Task item:
Each entry must appear in the answer exactly as it does here.

======== Provided data

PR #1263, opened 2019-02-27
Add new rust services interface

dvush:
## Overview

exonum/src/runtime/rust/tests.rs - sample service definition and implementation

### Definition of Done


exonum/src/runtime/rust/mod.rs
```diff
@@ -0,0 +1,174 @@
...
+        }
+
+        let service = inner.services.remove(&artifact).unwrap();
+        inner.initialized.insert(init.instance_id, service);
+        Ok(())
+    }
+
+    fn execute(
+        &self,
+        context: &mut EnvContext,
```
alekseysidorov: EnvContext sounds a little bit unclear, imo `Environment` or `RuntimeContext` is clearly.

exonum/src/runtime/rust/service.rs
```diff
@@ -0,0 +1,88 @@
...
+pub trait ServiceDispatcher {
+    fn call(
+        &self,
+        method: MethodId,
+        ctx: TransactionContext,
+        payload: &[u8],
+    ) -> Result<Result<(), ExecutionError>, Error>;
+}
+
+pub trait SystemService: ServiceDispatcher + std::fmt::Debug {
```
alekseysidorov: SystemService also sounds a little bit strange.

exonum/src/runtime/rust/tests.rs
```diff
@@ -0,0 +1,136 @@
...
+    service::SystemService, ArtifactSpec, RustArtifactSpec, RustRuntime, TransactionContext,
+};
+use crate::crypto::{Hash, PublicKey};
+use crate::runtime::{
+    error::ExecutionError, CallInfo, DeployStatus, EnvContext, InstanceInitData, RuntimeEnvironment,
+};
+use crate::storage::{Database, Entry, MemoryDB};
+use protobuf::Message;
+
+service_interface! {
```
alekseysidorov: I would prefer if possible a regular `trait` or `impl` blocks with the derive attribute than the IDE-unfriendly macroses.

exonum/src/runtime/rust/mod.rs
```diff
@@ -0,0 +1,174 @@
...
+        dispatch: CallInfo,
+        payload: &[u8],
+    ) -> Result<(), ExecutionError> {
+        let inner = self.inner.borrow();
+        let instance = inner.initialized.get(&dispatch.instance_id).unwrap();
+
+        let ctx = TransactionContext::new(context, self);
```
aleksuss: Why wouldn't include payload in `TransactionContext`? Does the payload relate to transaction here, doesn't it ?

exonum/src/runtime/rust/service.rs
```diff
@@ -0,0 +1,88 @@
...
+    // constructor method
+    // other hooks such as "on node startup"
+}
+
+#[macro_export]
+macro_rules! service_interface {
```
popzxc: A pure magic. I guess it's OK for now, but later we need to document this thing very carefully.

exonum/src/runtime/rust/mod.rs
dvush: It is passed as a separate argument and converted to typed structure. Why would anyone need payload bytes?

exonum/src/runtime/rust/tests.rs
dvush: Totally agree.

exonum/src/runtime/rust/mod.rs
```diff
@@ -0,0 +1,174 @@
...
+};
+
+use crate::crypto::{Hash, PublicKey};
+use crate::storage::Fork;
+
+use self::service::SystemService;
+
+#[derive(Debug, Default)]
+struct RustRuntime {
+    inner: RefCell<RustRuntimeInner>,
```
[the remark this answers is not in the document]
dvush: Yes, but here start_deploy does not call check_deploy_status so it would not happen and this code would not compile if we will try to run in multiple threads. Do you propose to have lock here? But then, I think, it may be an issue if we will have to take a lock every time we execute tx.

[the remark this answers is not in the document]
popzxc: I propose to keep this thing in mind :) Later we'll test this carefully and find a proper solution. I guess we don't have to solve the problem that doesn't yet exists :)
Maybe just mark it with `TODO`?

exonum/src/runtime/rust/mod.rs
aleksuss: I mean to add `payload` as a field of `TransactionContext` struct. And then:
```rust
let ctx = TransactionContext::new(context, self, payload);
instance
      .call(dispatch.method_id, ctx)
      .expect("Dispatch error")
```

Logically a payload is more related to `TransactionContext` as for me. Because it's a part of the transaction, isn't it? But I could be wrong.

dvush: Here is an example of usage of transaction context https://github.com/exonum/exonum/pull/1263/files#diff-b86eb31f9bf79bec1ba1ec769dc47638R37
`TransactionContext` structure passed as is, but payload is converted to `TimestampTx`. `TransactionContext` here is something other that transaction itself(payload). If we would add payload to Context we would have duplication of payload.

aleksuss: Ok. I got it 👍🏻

================

Response below:
PR #1263, opened 2019-02-27
Add new rust services interface

dvush:
## Overview

exonum/src/runtime/rust/tests.rs - sample service definition and implementation

### Definition of Done


exonum/src/runtime/rust/mod.rs
```diff
@@ -0,0 +1,174 @@
...
+        }
+
+        let service = inner.services.remove(&artifact).unwrap();
+        inner.initialized.insert(init.instance_id, service);
+        Ok(())
+    }
+
+    fn execute(
+        &self,
+        context: &mut EnvContext,
```
alekseysidorov: EnvContext sounds a little bit unclear, imo `Environment` or `RuntimeContext` is clearly.

exonum/src/runtime/rust/service.rs
```diff
@@ -0,0 +1,88 @@
...
+pub trait ServiceDispatcher {
+    fn call(
+        &self,
+        method: MethodId,
+        ctx: TransactionContext,
+        payload: &[u8],
+    ) -> Result<Result<(), ExecutionError>, Error>;
+}
+
+pub trait SystemService: ServiceDispatcher + std::fmt::Debug {
```
alekseysidorov: SystemService also sounds a little bit strange.

exonum/src/runtime/rust/tests.rs
```diff
@@ -0,0 +1,136 @@
...
+    service::SystemService, ArtifactSpec, RustArtifactSpec, RustRuntime, TransactionContext,
+};
+use crate::crypto::{Hash, PublicKey};
+use crate::runtime::{
+    error::ExecutionError, CallInfo, DeployStatus, EnvContext, InstanceInitData, RuntimeEnvironment,
+};
+use crate::storage::{Database, Entry, MemoryDB};
+use protobuf::Message;
+
+service_interface! {
```
alekseysidorov: I would prefer if possible a regular `trait` or `impl` blocks with the derive attribute than the IDE-unfriendly macroses.

exonum/src/runtime/rust/mod.rs
```diff
@@ -0,0 +1,174 @@
...
+        dispatch: CallInfo,
+        payload: &[u8],
+    ) -> Result<(), ExecutionError> {
+        let inner = self.inner.borrow();
+        let instance = inner.initialized.get(&dispatch.instance_id).unwrap();
+
+        let ctx = TransactionContext::new(context, self);
```
aleksuss: Why wouldn't include payload in `TransactionContext`? Does the payload relate to transaction here, doesn't it ?

exonum/src/runtime/rust/service.rs
```diff
@@ -0,0 +1,88 @@
...
+    // constructor method
+    // other hooks such as "on node startup"
+}
+
+#[macro_export]
+macro_rules! service_interface {
```
popzxc: A pure magic. I guess it's OK for now, but later we need to document this thing very carefully.

exonum/src/runtime/rust/mod.rs
dvush: It is passed as a separate argument and converted to typed structure. Why would anyone need payload bytes?

exonum/src/runtime/rust/tests.rs
dvush: Totally agree.

exonum/src/runtime/rust/mod.rs
```diff
@@ -0,0 +1,174 @@
...
+};
+
+use crate::crypto::{Hash, PublicKey};
+use crate::storage::Fork;
+
+use self::service::SystemService;
+
+#[derive(Debug, Default)]
+struct RustRuntime {
+    inner: RefCell<RustRuntimeInner>,
```
[the remark this answers is not in the document]
dvush: Yes, but here start_deploy does not call check_deploy_status so it would not happen and this code would not compile if we will try to run in multiple threads. Do you propose to have lock here? But then, I think, it may be an issue if we will have to take a lock every time we execute tx.

[the remark this answers is not in the document]
popzxc: I propose to keep this thing in mind :) Later we'll test this carefully and find a proper solution. I guess we don't have to solve the problem that doesn't yet exists :)
Maybe just mark it with `TODO`?

exonum/src/runtime/rust/mod.rs
aleksuss: I mean to add `payload` as a field of `TransactionContext` struct. And then:
```rust
let ctx = TransactionContext::new(context, self, payload);
instance
      .call(dispatch.method_id, ctx)
      .expect("Dispatch error")
```

Logically a payload is more related to `TransactionContext` as for me. Because it's a part of the transaction, isn't it? But I could be wrong.

dvush: Here is an example of usage of transaction context https://github.com/exonum/exonum/pull/1263/files#diff-b86eb31f9bf79bec1ba1ec769dc47638R37
`TransactionContext` structure passed as is, but payload is converted to `TimestampTx`. `TransactionContext` here is something other that transaction itself(payload). If we would add payload to Context we would have duplication of payload.

aleksuss: Ok. I got it 👍🏻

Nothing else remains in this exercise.